Eso es lo que modifiqué de tu macro, el problema es que soy nuevo en VBA y no sé como hacer el cuadro de dialogo que almacene el nombre de la hoja.


----------



## Marcelo Branco (Oct 27, 2010)

> Eso es lo que modifiqué de tu macro, el problema es que soy nuevo en VBA y no sé como hacer el cuadro de dialogo que almacene el nombre de la hoja.


 
No necessitas.
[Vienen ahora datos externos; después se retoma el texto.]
PR #1626, opened 2019-09-09
Extend std::auto_ptr<> support to Ruby

vadz:
This is trivial as exactly the same typemap as for Python can be used
for Ruby too, all the differenced are abstracted by the unified typemap
library.

---

I don't know if it's better to copy the file or add a common file included from both Python and Ruby files. I'd prefer the latter, but `shared_ptr` typemaps are present in both languages directories, in spite of being 99% identical, so I did the same thing for this one too.

### DIFF
--- a/CHANGES
+++ b/CHANGES
@@ -8,6 +8,9 @@ the issue number to the end of the URL: https://github.com/swig/swig/issues/
 Version 4.0.1 (21 Aug 2019)
 ===========================
 
+2019-09-09: vadz
+            [Ruby] Add std::auto_ptr<> typemaps.
+
 2019-08-20: TekuConcept
             [Javascript] #1535 Add %native support to Javascript.
 
--- a/Examples/test-suite/li_std_auto_ptr.i
+++ b/Examples/test-suite/li_std_auto_ptr.i
@@ -12,7 +12,7 @@
 #endif
 %}
 
-#if defined(SWIGCSHARP) || defined(SWIGJAVA) || defined(SWIGPYTHON)
+#if defined(SWIGCSHARP) || defined(SWIGJAVA) || defined(SWIGPYTHON) || defined(SWIGRUBY)
 
 %include "std_auto_ptr.i"
 
--- a/Examples/test-suite/ruby/li_std_auto_ptr_runme.rb
+++ b/Examples/test-suite/ruby/li_std_auto_ptr_runme.rb
@@ -1,0 +1,43 @@
+#!/usr/bin/env ruby
+
+require 'swig_assert'
+
+require 'li_std_auto_ptr'
+
+k1 = Li_std_auto_ptr::makeKlassAutoPtr("first")
+k2 = Li_std_auto_ptr::makeKlassAutoPtr("second")
+swig_assert_equal_simple(Li_std_auto_ptr::Klass::getTotal_count(), 2)
+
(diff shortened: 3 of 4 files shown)


ojwb:
CI is failing for Ruby 1.9 and 2.6 (interestingly the oldest and newest we test, while working for those in between).  The failures don't look like travis issues.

Vea mi respuesta anterior.

Pero si alguna vez necesita, haga exactamente lo que hice para obtener el número de eventos y dispositivos.

Crie una variable string, digamos NomHoja, y
NomHoja = Application.InputBox(Prompt:="Ingrese Nombre de Hoja", Type:=2)

Para string tiene que usar Type=2

Vea
http://www.ozgrid.com/VBA/inputbox.htm

M.


----------



## Marcelo Branco (Oct 27, 2010)

> en verdad los N° de veces son variables, dependen de cada evento, pero el For 1 to NumCorr lo ejecuta sin problemas, el problema es que se descompagina la tabla.


 
Lo número de veces dependen del evento, y son los mismos para todos los dispostivos deste evento?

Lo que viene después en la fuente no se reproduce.